Stored data:
- - -
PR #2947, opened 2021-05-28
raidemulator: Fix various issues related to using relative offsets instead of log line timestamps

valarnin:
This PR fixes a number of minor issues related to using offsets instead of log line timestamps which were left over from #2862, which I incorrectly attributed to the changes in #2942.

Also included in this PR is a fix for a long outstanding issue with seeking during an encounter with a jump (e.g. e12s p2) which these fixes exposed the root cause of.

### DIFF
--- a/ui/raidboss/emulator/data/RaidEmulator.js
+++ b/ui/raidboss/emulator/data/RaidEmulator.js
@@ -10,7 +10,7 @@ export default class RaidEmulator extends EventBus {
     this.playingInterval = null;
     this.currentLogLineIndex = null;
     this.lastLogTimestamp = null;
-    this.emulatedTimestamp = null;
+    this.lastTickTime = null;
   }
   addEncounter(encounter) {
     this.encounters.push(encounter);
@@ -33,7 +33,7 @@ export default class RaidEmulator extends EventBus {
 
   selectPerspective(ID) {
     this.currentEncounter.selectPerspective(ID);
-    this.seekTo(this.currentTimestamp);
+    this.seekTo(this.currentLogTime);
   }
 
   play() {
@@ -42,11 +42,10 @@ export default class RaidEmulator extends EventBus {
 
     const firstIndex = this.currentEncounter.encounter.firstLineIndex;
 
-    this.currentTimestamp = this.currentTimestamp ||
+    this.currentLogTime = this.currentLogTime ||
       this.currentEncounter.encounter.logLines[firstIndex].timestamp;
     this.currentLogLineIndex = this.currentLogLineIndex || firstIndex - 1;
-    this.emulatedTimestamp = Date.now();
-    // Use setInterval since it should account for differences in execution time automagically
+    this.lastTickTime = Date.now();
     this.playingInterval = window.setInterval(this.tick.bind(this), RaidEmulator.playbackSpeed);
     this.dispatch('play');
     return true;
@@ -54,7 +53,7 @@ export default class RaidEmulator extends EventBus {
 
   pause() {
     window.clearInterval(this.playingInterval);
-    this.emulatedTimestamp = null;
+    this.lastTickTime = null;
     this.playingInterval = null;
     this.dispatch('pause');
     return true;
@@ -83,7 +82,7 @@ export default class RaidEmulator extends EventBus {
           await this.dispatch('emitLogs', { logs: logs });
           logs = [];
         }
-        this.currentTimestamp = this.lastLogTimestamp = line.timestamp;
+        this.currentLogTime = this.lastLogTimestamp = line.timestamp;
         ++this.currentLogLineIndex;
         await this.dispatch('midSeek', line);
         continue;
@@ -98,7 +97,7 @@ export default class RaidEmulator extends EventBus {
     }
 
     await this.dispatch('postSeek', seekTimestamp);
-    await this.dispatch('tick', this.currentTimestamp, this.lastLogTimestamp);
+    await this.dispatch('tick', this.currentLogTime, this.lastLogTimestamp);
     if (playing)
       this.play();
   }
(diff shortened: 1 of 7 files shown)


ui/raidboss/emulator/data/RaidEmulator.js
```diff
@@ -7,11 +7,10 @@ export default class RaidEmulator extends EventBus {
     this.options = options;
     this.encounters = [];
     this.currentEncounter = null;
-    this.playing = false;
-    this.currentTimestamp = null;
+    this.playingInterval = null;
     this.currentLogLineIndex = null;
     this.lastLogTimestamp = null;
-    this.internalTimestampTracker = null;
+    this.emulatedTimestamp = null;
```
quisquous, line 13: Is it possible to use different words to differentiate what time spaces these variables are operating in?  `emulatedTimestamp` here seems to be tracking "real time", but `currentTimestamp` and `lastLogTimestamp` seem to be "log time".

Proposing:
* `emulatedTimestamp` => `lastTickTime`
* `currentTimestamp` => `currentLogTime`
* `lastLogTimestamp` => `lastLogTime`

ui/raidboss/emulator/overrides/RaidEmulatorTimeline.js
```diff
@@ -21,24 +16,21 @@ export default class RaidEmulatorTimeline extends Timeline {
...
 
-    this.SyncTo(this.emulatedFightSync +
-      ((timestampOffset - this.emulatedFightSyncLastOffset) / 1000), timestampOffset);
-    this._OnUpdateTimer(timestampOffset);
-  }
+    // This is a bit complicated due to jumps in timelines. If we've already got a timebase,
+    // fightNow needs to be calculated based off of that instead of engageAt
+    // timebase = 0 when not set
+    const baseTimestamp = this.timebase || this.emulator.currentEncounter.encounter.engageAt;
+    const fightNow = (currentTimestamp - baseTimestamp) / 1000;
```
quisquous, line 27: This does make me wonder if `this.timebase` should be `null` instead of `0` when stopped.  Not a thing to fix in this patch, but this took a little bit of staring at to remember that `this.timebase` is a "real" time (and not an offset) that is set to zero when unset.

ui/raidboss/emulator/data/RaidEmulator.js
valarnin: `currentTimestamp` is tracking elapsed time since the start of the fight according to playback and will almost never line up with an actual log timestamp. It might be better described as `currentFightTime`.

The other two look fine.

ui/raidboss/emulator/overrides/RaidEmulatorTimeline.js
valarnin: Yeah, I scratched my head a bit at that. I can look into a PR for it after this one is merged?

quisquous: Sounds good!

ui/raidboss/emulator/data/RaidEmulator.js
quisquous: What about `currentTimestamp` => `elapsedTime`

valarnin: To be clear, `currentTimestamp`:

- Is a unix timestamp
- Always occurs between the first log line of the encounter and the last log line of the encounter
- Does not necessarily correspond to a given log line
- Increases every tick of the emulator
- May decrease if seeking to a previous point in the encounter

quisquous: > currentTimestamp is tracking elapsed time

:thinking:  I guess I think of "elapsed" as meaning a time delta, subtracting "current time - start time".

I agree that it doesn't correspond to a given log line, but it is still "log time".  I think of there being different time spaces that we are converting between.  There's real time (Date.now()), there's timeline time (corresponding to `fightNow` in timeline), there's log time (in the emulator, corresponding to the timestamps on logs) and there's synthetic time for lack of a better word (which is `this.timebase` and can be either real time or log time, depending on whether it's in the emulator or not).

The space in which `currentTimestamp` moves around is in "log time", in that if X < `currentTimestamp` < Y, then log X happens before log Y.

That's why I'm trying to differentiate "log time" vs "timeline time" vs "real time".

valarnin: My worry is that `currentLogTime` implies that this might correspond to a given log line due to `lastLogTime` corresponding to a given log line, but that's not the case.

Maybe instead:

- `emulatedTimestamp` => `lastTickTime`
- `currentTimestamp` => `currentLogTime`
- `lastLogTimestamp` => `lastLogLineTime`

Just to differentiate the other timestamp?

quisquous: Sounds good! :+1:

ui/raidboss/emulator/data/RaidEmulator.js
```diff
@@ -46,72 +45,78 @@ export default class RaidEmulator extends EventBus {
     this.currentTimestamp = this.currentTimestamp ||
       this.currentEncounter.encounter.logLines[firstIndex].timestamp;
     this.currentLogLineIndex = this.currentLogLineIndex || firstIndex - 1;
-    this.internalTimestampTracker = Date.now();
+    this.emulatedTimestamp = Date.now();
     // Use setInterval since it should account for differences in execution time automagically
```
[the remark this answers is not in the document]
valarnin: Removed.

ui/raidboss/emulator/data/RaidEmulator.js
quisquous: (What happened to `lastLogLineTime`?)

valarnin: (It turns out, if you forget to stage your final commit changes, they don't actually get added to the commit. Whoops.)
- - -
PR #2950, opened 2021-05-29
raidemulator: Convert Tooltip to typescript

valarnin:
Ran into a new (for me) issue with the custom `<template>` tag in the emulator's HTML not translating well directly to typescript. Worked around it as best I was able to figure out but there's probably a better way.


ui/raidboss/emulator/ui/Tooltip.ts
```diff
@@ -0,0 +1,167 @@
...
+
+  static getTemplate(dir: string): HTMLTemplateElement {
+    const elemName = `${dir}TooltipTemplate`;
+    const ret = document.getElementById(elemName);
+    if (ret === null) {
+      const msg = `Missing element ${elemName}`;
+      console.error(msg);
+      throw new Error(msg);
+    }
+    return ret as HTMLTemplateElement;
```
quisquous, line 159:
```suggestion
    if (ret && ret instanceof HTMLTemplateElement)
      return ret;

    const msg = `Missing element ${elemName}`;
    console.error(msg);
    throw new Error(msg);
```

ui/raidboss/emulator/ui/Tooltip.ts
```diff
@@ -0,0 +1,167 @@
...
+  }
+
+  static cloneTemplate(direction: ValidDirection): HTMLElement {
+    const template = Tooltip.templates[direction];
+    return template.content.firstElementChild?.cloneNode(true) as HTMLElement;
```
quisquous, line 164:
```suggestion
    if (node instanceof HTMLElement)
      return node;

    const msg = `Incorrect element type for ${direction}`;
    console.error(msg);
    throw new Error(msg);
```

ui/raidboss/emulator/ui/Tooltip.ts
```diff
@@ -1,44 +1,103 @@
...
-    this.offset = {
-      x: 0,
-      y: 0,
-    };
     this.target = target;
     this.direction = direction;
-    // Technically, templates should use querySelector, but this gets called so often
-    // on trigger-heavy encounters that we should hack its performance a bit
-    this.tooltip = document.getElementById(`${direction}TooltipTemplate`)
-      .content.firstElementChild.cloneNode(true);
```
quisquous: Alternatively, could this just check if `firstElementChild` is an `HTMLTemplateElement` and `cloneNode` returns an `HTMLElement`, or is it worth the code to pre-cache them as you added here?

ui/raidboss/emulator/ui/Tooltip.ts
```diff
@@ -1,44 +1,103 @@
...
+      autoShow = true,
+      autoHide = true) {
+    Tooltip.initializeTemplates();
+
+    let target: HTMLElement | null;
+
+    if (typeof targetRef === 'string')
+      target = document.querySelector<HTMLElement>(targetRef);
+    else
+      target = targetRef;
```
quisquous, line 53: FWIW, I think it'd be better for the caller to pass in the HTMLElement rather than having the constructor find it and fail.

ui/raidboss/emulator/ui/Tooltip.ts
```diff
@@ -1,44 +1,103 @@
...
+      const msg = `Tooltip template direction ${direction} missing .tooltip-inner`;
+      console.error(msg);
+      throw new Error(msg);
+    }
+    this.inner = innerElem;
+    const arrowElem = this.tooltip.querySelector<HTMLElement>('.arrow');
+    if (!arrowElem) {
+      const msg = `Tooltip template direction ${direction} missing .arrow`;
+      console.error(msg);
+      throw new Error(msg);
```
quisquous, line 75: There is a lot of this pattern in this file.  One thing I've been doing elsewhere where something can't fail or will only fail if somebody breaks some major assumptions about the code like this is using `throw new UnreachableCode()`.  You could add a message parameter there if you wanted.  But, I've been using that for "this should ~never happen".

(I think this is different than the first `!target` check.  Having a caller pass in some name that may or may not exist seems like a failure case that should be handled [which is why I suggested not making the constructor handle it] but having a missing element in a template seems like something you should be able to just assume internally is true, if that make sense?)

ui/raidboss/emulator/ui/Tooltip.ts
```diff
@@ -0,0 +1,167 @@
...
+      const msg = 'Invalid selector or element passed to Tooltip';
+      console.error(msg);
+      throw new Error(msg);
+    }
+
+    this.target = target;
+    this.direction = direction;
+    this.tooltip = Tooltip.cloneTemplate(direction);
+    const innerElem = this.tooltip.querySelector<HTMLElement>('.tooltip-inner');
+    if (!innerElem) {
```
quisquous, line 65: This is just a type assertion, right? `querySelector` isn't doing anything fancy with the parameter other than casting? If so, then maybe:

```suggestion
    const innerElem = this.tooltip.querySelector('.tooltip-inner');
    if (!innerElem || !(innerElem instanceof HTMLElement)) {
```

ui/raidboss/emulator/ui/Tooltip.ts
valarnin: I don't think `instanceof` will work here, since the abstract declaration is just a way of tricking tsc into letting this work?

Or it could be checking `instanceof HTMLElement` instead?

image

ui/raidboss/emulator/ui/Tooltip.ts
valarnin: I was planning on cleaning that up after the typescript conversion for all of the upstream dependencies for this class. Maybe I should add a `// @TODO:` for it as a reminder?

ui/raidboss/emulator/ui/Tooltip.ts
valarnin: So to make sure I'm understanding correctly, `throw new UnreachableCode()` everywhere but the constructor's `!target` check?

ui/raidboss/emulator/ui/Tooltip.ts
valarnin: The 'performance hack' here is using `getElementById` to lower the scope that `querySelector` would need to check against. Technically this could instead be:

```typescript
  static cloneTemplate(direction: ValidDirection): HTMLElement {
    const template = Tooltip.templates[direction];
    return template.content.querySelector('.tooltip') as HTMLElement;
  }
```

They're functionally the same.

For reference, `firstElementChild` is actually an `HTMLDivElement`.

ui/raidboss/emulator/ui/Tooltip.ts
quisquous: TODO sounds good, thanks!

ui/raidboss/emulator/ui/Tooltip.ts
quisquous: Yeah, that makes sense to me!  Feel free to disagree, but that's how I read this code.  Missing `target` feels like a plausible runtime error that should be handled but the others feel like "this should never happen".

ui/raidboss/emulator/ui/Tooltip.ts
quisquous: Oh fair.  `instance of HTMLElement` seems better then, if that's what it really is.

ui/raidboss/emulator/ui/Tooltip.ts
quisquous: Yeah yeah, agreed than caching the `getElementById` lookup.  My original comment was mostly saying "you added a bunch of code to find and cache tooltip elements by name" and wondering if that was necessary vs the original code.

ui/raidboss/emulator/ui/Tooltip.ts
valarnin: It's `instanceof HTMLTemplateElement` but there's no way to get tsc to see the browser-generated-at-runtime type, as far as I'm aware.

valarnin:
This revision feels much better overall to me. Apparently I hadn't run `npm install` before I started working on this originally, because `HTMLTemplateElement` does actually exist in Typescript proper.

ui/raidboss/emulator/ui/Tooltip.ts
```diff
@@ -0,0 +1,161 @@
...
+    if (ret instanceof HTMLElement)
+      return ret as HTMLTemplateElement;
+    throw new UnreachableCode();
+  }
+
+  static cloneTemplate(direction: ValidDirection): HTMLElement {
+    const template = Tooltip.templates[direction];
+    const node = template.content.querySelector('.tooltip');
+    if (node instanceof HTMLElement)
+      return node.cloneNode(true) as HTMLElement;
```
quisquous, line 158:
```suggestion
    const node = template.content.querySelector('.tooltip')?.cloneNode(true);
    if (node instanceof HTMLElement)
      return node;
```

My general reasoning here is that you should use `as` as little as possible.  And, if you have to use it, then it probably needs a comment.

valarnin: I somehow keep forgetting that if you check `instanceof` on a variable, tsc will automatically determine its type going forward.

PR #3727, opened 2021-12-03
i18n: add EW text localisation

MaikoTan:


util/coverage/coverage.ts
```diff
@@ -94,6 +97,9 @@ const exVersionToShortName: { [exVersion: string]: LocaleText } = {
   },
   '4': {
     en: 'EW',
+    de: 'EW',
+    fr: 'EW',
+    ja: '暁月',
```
- - -
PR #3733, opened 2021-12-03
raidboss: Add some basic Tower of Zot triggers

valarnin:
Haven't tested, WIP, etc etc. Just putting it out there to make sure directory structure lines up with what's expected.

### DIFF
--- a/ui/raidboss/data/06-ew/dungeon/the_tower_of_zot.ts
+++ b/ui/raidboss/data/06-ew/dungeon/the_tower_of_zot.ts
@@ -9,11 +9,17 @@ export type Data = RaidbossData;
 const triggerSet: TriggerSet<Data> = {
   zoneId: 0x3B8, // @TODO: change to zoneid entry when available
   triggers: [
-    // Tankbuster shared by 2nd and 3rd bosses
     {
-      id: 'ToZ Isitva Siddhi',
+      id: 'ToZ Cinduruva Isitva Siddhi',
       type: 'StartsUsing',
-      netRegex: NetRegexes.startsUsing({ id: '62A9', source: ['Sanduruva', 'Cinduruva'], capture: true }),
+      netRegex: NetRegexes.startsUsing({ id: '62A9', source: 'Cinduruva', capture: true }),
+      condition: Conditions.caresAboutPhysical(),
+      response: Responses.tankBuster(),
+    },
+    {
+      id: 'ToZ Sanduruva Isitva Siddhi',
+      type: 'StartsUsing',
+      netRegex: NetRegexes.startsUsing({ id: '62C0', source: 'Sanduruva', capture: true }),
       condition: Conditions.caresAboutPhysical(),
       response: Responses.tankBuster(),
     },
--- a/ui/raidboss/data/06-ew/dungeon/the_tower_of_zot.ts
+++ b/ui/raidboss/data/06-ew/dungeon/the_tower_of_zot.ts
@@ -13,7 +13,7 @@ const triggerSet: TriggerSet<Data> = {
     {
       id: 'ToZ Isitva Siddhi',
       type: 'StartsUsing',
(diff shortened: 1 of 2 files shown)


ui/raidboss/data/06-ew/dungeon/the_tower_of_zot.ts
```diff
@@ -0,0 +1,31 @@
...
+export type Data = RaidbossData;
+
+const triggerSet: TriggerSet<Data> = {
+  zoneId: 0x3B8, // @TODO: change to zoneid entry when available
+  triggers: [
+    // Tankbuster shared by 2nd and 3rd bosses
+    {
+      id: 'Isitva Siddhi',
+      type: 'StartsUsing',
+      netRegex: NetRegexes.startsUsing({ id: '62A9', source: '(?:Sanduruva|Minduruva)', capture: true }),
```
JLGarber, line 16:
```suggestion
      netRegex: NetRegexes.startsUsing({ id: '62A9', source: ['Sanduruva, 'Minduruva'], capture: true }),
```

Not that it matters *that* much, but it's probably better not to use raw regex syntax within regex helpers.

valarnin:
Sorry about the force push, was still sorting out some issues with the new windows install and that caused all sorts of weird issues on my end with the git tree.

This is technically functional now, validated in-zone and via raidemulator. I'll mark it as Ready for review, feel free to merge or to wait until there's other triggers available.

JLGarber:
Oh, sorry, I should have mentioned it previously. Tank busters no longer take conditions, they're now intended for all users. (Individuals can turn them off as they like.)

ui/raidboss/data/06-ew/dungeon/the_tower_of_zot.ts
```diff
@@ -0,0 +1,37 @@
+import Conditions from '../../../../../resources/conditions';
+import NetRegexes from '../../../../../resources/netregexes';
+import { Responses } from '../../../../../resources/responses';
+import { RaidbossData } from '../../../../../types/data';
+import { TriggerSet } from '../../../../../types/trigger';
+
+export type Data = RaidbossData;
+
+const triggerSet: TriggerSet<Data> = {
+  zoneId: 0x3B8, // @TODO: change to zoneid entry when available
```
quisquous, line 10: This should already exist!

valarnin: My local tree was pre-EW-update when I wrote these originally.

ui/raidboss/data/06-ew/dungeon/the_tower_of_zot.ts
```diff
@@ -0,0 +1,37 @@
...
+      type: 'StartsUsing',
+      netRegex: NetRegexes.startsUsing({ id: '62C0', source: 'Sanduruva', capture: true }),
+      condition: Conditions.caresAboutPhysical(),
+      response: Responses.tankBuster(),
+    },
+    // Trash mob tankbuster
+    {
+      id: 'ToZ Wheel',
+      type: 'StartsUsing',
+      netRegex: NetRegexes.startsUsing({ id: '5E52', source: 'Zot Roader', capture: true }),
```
- - -
Look at the records above. Copy every line where the string "EventBus" occurs.

### [ANSWER BOX]
@@ -10,7 +10,7 @@ export default class RaidEmulator extends EventBus {
@@ -33,7 +33,7 @@ export default class RaidEmulator extends EventBus {
@@ -42,11 +42,10 @@ export default class RaidEmulator extends EventBus {
@@ -54,7 +53,7 @@ export default class RaidEmulator extends EventBus {
@@ -83,7 +82,7 @@ export default class RaidEmulator extends EventBus {
@@ -98,7 +97,7 @@ export default class RaidEmulator extends EventBus {
@@ -7,11 +7,10 @@ export default class RaidEmulator extends EventBus {
@@ -46,72 +45,78 @@ export default class RaidEmulator extends EventBus {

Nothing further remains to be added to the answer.